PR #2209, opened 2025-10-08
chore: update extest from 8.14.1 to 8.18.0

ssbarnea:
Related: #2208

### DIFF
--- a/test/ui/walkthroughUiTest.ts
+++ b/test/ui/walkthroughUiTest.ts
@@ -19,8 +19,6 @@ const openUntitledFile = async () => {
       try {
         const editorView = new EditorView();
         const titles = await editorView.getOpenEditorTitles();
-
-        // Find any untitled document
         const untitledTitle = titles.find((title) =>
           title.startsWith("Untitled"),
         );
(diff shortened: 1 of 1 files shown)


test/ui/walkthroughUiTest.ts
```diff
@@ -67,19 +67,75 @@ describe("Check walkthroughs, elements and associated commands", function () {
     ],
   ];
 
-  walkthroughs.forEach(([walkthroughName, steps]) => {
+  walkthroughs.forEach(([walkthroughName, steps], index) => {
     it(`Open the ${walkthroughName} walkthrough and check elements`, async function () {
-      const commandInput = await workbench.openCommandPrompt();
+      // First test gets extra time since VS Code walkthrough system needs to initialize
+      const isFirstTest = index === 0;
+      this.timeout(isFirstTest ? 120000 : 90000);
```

====

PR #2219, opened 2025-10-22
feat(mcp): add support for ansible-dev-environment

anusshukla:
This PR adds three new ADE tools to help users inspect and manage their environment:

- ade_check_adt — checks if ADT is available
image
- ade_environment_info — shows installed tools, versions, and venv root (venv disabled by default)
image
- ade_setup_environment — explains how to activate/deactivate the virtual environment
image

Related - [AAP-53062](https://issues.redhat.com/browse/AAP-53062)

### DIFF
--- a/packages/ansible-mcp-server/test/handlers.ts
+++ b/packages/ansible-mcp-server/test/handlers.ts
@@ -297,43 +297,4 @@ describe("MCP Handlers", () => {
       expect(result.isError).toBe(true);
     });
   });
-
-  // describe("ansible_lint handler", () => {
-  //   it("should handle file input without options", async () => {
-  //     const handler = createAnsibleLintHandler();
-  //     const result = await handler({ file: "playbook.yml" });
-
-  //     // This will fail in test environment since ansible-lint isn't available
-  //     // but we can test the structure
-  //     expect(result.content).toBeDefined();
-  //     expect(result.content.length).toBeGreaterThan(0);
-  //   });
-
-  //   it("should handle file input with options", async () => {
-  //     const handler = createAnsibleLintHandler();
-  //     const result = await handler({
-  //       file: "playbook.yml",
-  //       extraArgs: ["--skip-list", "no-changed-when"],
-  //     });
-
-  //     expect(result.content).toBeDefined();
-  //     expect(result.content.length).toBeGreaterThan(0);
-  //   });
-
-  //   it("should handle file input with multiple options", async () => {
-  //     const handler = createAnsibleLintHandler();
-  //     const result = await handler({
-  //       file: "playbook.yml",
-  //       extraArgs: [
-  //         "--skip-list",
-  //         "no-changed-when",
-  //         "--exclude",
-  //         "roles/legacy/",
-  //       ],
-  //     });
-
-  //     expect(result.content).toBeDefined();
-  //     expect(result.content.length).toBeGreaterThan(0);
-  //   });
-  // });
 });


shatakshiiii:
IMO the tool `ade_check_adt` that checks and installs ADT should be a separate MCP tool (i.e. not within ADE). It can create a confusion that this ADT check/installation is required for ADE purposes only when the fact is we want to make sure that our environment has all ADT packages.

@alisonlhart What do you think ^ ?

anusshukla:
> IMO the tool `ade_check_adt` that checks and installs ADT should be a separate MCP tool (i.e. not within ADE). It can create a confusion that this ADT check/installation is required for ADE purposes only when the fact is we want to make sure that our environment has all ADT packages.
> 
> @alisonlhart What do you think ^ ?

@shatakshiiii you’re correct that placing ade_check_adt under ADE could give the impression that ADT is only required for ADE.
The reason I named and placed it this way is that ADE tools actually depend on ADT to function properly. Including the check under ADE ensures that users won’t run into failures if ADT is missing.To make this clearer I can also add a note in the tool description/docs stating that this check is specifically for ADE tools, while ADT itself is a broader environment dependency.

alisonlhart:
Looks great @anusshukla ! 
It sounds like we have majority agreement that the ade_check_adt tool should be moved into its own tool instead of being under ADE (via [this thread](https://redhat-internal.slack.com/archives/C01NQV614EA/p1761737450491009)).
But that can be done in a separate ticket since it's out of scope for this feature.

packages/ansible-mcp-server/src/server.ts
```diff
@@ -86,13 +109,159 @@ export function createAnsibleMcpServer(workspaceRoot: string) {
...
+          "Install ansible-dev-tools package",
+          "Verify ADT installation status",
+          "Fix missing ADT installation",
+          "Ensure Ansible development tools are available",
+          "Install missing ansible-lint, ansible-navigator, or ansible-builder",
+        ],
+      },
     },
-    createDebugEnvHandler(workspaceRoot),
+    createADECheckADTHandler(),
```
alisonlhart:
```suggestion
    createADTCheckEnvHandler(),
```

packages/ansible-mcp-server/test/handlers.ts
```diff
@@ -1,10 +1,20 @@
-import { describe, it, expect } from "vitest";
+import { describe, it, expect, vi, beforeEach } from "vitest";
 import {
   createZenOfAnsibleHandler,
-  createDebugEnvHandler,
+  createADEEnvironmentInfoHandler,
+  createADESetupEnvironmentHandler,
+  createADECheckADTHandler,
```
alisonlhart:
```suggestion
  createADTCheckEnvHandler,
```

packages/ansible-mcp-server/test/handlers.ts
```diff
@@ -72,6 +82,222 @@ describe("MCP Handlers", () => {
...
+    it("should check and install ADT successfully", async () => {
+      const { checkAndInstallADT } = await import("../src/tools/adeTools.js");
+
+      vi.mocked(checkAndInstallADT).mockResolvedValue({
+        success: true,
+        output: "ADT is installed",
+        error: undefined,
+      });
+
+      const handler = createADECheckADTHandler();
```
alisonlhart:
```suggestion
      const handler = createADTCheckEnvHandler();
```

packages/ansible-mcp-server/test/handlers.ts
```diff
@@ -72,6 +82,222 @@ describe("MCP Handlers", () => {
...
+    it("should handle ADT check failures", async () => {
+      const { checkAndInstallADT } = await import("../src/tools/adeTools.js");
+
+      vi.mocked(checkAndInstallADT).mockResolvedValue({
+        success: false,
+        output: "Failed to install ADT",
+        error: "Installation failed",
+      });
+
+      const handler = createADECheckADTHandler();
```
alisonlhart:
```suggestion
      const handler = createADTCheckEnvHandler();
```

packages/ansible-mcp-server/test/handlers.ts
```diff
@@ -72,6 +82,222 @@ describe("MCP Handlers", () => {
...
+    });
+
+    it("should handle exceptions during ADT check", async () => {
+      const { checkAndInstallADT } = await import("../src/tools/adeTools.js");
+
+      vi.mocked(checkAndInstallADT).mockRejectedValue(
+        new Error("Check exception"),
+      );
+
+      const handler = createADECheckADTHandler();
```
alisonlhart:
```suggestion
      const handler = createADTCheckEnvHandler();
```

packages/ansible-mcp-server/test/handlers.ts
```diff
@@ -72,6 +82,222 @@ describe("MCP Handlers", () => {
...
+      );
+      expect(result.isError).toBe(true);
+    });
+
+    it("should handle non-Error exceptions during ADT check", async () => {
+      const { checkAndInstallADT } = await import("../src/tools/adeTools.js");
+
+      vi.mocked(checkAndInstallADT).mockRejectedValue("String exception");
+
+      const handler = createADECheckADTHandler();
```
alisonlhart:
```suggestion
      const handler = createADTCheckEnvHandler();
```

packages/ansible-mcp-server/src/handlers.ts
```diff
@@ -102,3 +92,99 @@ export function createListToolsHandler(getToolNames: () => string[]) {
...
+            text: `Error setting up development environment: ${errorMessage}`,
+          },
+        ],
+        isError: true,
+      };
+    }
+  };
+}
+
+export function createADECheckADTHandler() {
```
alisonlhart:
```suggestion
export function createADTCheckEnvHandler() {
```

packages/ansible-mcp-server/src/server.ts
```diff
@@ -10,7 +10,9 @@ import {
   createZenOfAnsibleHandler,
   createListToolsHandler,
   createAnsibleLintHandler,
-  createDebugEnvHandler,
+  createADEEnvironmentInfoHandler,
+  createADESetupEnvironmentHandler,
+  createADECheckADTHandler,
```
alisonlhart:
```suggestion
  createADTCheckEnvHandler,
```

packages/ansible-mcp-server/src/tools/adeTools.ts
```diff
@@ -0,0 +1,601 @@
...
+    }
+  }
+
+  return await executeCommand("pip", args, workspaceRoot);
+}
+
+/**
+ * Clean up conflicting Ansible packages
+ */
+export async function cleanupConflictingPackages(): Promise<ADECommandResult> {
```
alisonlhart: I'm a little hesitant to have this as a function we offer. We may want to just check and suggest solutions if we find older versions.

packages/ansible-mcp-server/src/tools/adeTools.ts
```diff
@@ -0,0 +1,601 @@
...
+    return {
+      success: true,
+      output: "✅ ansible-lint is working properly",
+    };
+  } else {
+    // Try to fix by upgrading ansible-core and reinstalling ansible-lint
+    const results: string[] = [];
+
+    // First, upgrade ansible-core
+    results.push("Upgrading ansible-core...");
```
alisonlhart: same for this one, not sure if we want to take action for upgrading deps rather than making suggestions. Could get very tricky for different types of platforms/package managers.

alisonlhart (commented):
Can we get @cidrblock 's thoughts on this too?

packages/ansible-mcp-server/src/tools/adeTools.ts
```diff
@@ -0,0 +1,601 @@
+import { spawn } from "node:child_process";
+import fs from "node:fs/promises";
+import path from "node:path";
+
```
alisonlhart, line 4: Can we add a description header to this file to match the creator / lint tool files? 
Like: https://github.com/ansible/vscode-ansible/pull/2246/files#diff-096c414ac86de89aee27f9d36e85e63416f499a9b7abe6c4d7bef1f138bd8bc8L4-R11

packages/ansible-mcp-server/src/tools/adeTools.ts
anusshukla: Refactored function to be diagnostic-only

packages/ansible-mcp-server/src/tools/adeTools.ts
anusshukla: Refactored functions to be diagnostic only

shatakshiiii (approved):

====

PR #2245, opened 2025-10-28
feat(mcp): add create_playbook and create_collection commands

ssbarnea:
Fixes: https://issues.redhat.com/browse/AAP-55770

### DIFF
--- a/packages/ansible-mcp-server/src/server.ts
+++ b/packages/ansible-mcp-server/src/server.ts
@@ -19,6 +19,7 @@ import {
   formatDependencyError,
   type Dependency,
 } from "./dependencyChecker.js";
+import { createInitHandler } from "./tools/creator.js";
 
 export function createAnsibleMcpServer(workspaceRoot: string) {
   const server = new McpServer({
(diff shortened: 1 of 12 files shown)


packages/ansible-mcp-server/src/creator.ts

====

▶ [PROBLEM DETAILS]:
The result is a copy of every line above where the word "index" shows up.

▶ [RESPONSE]:
+  walkthroughs.forEach(([walkthroughName, steps], index) => {
+      const isFirstTest = index === 0;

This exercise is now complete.